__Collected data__
------------------------------

PR #2477, opened 2019-08-03
[Pipeline Viz] Scrolling doesn't Zoom

emilyzhong:
# Description

Makes use of new `disableScrollZoom` attribute in `react-easy-panzoom` library.

# Notes
* Some _slight_ buggy behavior that I haven't been able to fully figure out -- sometimes, if you are zoomed in and drag to the left, then try to scroll to the beginning of the pipeline, it won't let you scroll to the beginning of the pipeline (you will have to drag to see it again). I think this has to do with the way CSS transforms work but it's a relatively small edge case (I think)

# Tests

Go to `samples/[sample id]/pipeline_viz` to see it work!


cdebourcy:
Nice!

app/assets/src/components/views/PipelineViz/PipelineViz.jsx
```diff
@@ -720,6 +720,16 @@ class PipelineViz extends React.Component {
     );
   }
 
+  handleZoom = isIn => {
+    return () => {
+      if (this.panZoomContainer && this.panZoomContainer.current) {
+        isIn
+          ? this.panZoomContainer.current.zoomIn(3)
```
tfrcarvalho: Make zoom speed into a prop?

package.json
```diff
@@ -106,7 +106,7 @@
     "react-autocomplete": "^1.7.2",
     "react-dom": ">=16.4.2",
     "react-dropzone": "^6.2.4",
-    "react-easy-panzoom": "^0.3.0",
+    "react-easy-panzoom": "^0.4.2",
```
tfrcarvalho: 👍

------------------------------

__To do__
Look over the records above, and wherever a line contains the string "panZoomContainer", copy that line.

__Written reply__
+      if (this.panZoomContainer && this.panZoomContainer.current) {
+          ? this.panZoomContainer.current.zoomIn(3)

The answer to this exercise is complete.